Het beeld van de vormeloze kluit klei tussen de geliefden is wederom van een tot nadenken stemmende poëzie. Gaat dit over de ondefinieerbare kern van de liefde? Over hoe een samensmeltende liefdeservaring altijd uiteenvalt tot twee afwijkende versies? Over het verhaal van een liefde, de strijd over de betekenis van dit verhaal? Of concreter, een gevecht over nakomelingen, verantwoordelijkheid voor het nageslacht? Over post-coïtale depressie?

De serie Dimensions of Dialogue eindigt met het deel genaamd Uitputtende Dialoog. Hierin staan twee mannelijke bustes tegenover elkaar die steeds verschillende objecten op hun tong uitsteken. Eerst corresponderende voorwerpen, zoals een potlood die slijpenderwijs een puntenslijper ontmoet of een tandenborstel die een klodder tandpasta opvangt, maar na verloop van tijd ook onverenigbare dingen. De puntenslijper slijpt dan bijvoorbeeld de tandenborstel kapot en de tandpasta wordt plompverloren geleegd op een potlood. Hierin ziet de kijker dat ‘het gesprek’ dat gevoerd wordt niet meer op elkaar aansluit. Wederom prachtig gemaakt en tot reflecteren aanzettend: wat als je elkaars vocabulaire niet spreekt, als de woorden niet op elkaar aansluiten? Ook interessant in het kader van bijvoorbeeld de zwartepietendiscussie of andere hedendaagse culture wars waarin mensen elkaars taal niet meer lijken te spreken.
Švankmajers films staan niet in de speelfilmtraditie, maar eerder in die van de literatuur of beeldende kunst. Het gaat niet zozeer om plot, maar om idee, om textuur, om gevoel. Zijn inspiratoren zijn ook vaak Engelse surrealistische schrijvers of gothic writers zoals Lewis Carroll en Edgar Allan Poe. Toch heeft de auteurfilmer een paar speelfilms gemaakt, met Alice (1988), naar het boek Alice in Wonderland, misschien wel als hoogtepunt in zijn vijftig jaar omspannende carrière. De wereld van Švankmajer is speels, spitsvondig en eigenzinnig, maar ook wreed en duister.
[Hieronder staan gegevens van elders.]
PR #2071, opened 2026-09-15
feat(agents): Add ExecuteAgentJobConfig.image and agents config fields

mikeknep:
## Summary
Adds an `image` field to the `ExecuteAgentJobConfig` so that the user can specify an alternate image to use when running the job, rather than the default which was recently changed to `nmp-cpu-tasks`. Also adds an Agents plugin config field for setting the default image to use when unspecified (again, instead of defaulting to `nmp-cpu-tasks`).

This mirrors the existing pattern in Agent Deployments.

## While here
- Updates the e2e tests to use the SDK
- Fills in a missing `download` SDK method
- Fixes type annotations in `nemo_platform_plugin.sdk` (contravariance)

## Type of Change

- [ ] Documentation only

## Quality Gates

## Verification

## Summary by CodeRabbit

- **New Features**
  - Agent jobs can specify a container image when launched.
  - Added configurable default-image fallback behavior for agent jobs.
  - SDK users can download job results as raw bytes in synchronous and asynchronous workflows.
  - Expanded documentation for image selection, credentials, job tracking, and result downloads.

- **Bug Fixes**
  - Improved validation and diagnostics for unavailable or invalid container images.
  - Clarified handling of blank image values and platform-default fallbacks.


packages/nemo_platform_plugin/src/nemo_platform_plugin/sdk.py
```diff
@@ -11,24 +11,26 @@
 
 from nemo_platform_plugin.client.adapter import AsyncPlatformClient, SyncPlatformClient
 
+SyncPlatformT = TypeVar("SyncPlatformT", bound=SyncPlatformClient)
+AsyncPlatformT = TypeVar("AsyncPlatformT", bound=AsyncPlatformClient)
```
mikeknep, line 15: Callable parameters are contravariant, so a plain ``Callable[[SyncPlatformClient], T]`` demands a factory accepting **any** client. In practice, each plugin resource declares the one concrete platform it uses. This made every registration in the repo a type error—it only surfaced for agents now because this PR touched the agents plugin's `sdk.py` file. Binding a type variable lets each registration pin its own platform type while still proving that type is a platform client.

plugins/nemo-agents/src/nemo_agents_plugin/config.py
```diff
@@ -109,6 +109,22 @@ class DeploymentsRunnerConfig(BaseModel):
...
+        default="",
+        description=(
+            "Default container image for agents.execute jobs when "
+            "ExecuteAgentJobConfig.image is omitted. Distinct from "
+            "deployments.default_image, which is the AgentDeployment fallback. "
+            "When both are empty the job inherits the jobs substrate's chain: "
+            "the execution profile's default_task_image, then the platform "
+            "CPU tasks image."
+        ),
+    )
```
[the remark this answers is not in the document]
mikeknep: Addressed in ad3bc551c by instead stripping whitespace in the `_execution_image` chain. We don't have any validation on plugin config settings like this, and I'd rather keep that pattern for now, but the callout is real. Fortunately the plugin configs refer to helm chart settings, not user requests, so the trust level is different.

mikeknep:
I ran a triple-review with glm-5.2, deepseek-pro, and kimi-k3; only findings were P3 and have already been called out in docstrings and resolved comments.

docs/agents/execute-agent-jobs.mdx
```diff
@@ -113,19 +113,49 @@ print(job["name"], job["status"])
...
+harness:
+
+- **A first-party harness** (`claude`, `codex`, `hermes`, `deepagents`) needs no
+  image at all. Its adapter ships in the platform's task image, which is what
+  the job uses when you omit `image`.
+- **Your own Fabric adapter** needs an image that contains it. Build one with
+  `nemo agents package` and pass it as `image`; the packaged image carries both
+  the adapter and the execute task module.
+
+Resolution is, in order: the request's `image`; the
```
benmccown, line 139: Nit: might be better as a numbered list

benmccown (approved):
Overall LGTM. Does anything need added/changed to the helm chart for the new default config value? And does anything need added to the flux repo for the dev helm deployment that we run?

docs/agents/execute-agent-jobs.mdx
mikeknep: Yeah good call; I'll fold it into a separate PR, save the CI spend

mikeknep:
>Does anything need added/changed to the helm chart for the new default config value? And does anything need added to the flux repo for the dev helm deployment that we run?

I don't think so. AFAICT we don't configure the agents plugin with anything special at all (there's no `agents` key in the `values.yaml`), and in any case the default value is empty string which signifies "no specific override set here; move on to the jobs/platform-defined default". I could see an argument for adding an `agents` block with all the defaults specified—I think that was a pattern we used in the past to make it easy on helm operators to know what could be changed and where? But I'd push to a separate PR (if at all).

Zelf zegt hij: ‘Mijn films gaan over verbeelding en de verbeelding neigt vaak naar het wrede.’ Aanvankelijk toen ik Švankmajers korte films bekeek, voelde ik het nostalgische genot van zijn ambachtelijkheid, de kinderlijke betovering, de volstrekte eigenzinnigheid van het arbeidsintensieve stop-motionwerk. Maar Švankmajer maakt geen werk om het publiek te behagen. Al snel is duidelijk dat hij de toeschouwer niet per se geeft wat hij zou willen krijgen. Švankmajer serveert een dieet van kannibalisme, fetisj, trauma en onderdrukking. Ik kijk niet altijd met plezier naar zijn korte films en ze zijn zo rijk dat je ze niet allemaal in één keer kunt verteren. Maar belangrijk zijn ze zeker, want Švankmajer weet zijn trauma’s en angsten intrigerend naar het filmscherm te vertalen. Met een bijna kinderlijke magie weet hij het kwaad en de onschuld van de wereld ambivalent te vermengen in kleipoppen die je verbeelding nog lang blijven achtervolgen.